Sarepta Therapeutics has recently confirmed that it is planning to acquire Myonexus Therapeutics in a $165 million deal, by exercising a purchase option that was part of a gene therapy partnership commenced by the firms in the previous year.

The transaction is aimed at broadening the pipeline of Sarepta with the five Myonexus candidates. Supposedly, these five candidates all use the same gene therapy platform that was licensed from Nationwide Children’s Hospital, designed for delivering treatment to skeletal and cardiac muscle robustly and systematically, without crossing the blood-brain barrier promiscuously.

According to Sarepta, all the five gene therapy candidates have been developed for offering the first-ever corrective therapy for five distinctive Limb-girdle muscular dystrophy (LGMD) forms, which are LGMD2B, LGMD2C, LGMD2D, LGMD2E, and LGMD2L.

The firm informed that three of the five programs are presently in clinical stages. MYO-101 from Myonexus, designed for LGMD2E, is the furthest in development and is aimed at restoring the dystrophin-related protein complex by transferring a gene which codes for and restores beta-sarcoglycan protein.

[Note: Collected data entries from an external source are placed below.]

PR #121, opened 2020-03-19
Update path to binary in local-run documentation

joesanford:
As the Makefile shows `make rel` resulting in a call to `rebar as prod tar`, the path of the resulting binary would be nested under the `prod` directory for the release.

### DIFF
--- a/doc/local-run.md
+++ b/doc/local-run.md
@@ -2,7 +2,7 @@
 
 Everything you need to do is to create the release. To achieve that run:
 `make rel`. Now you are ready to test our scenario locally with one Amoc node;
-to start the node run `_build/default/rel/amoc/bin/amoc console`.
+to start the node run `_build/default/prod/rel/amoc/bin/amoc console`.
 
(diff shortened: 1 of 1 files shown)


doc/local-run.md
```diff
@@ -2,7 +2,7 @@
 
 Everything you need to do is to create the release. To achieve that run:
 `make rel`. Now you are ready to test our scenario locally with one Amoc node;
-to start the node run `_build/default/rel/amoc/bin/amoc console`.
+to start the node run `_build/default/prod/rel/amoc/bin/amoc console`.
```
michalwski: The path is almost correct. I've just made a clean build (without anything in `_build` directory) and the correct path to amoc binary is:
```suggestion
to start the node run `_build/prod/rel/amoc/bin/amoc console`.
```

joesanford:
Looks like I had some mixups between latest and the older version we are on. Updated!

michalwski:
Thanks!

Myonexus, in November 2018, had unveiled the launch of a first-in-human, Phase I/IIa trial for MYO-101. It was a placebo-controlled study designed for evaluating a single infusion of MYO-101 intravenously among children aged between 4 and 15 years and having LGMD2E, with considerable symptoms of the disease.  

Apparently, the study was designed to assess up to two levels of dosage of the gene therapy candidate in two cohorts among nine patients, with their baseline measurements established on the basis of a recruitment study.

Doug Ingram, president and CEO of Sarepta, said acquiring Myonexus will enable the company to rapidly move and find solutions for LGMD patients, while continuing to develop and validate its gene therapy engine. The five gene therapies for LGMD under development are an ideal fit for the mission of Sarepta, to develop therapies having the potential to rescue patient lives from serious and life-limiting rare genetic disorders, Ingram added.